──────── Extracted entries
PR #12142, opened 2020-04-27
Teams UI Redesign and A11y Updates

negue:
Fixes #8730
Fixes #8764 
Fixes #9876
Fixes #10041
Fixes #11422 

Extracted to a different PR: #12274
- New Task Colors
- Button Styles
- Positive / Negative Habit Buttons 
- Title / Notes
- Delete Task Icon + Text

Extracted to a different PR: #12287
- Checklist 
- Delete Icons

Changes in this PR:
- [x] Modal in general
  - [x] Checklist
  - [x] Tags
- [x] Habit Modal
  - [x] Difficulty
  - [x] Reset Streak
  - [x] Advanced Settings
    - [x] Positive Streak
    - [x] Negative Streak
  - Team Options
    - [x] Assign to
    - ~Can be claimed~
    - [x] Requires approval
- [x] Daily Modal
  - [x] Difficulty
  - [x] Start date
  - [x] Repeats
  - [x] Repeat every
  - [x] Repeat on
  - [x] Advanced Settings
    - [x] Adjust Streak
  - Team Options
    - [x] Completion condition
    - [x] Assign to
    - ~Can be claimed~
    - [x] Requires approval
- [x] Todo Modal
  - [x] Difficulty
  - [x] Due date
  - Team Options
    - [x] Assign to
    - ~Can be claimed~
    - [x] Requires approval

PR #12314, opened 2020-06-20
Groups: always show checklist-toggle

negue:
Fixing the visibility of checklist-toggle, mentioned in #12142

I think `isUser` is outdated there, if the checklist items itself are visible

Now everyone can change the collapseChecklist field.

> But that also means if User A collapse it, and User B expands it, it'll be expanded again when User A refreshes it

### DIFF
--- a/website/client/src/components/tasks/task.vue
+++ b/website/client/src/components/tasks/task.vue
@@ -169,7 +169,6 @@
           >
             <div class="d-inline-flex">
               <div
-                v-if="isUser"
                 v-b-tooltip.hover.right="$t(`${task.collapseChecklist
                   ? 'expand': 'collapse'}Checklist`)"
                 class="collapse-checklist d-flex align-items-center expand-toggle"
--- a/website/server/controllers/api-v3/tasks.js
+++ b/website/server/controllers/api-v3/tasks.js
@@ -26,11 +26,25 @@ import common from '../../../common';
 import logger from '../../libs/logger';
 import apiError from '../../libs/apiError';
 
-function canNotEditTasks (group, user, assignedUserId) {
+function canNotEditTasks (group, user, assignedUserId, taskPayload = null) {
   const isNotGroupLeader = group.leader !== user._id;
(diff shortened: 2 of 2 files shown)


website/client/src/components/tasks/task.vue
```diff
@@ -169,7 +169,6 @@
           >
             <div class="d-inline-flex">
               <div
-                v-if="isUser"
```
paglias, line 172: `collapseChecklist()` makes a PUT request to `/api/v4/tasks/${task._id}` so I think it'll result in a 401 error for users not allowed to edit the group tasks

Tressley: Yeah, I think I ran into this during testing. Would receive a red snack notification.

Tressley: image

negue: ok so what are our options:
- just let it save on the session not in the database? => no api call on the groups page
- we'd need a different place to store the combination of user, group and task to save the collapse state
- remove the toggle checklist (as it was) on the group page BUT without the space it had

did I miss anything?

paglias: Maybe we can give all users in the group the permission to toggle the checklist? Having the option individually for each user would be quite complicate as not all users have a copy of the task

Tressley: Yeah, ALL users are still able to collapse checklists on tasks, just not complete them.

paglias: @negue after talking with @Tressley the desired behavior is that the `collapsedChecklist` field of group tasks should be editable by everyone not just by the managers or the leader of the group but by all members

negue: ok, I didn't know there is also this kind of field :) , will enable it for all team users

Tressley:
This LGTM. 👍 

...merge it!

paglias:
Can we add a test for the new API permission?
────────────────
──────── Extracted entries
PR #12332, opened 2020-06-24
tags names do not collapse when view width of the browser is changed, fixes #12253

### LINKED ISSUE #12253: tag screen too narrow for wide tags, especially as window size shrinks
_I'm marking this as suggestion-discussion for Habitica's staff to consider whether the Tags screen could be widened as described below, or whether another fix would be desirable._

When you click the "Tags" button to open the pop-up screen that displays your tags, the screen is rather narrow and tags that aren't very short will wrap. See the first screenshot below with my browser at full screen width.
────────────────
◆ **Requirement**
Take the entries above and return only the lines from the one with "-function canNotEditTasks (group, user, assignedUserId)" to the one with "did I miss anything?", both included, unchanged.

◆ **Solution to the problem**
-function canNotEditTasks (group, user, assignedUserId) {
+function canNotEditTasks (group, user, assignedUserId, taskPayload = null) {
   const isNotGroupLeader = group.leader !== user._id;
(diff shortened: 2 of 2 files shown)


website/client/src/components/tasks/task.vue
```diff
@@ -169,7 +169,6 @@
           >
             <div class="d-inline-flex">
               <div
-                v-if="isUser"
```
paglias, line 172: `collapseChecklist()` makes a PUT request to `/api/v4/tasks/${task._id}` so I think it'll result in a 401 error for users not allowed to edit the group tasks

Tressley: Yeah, I think I ran into this during testing. Would receive a red snack notification.

Tressley: image

negue: ok so what are our options:
- just let it save on the session not in the database? => no api call on the groups page
- we'd need a different place to store the combination of user, group and task to save the collapse state
- remove the toggle checklist (as it was) on the group page BUT without the space it had

did I miss anything?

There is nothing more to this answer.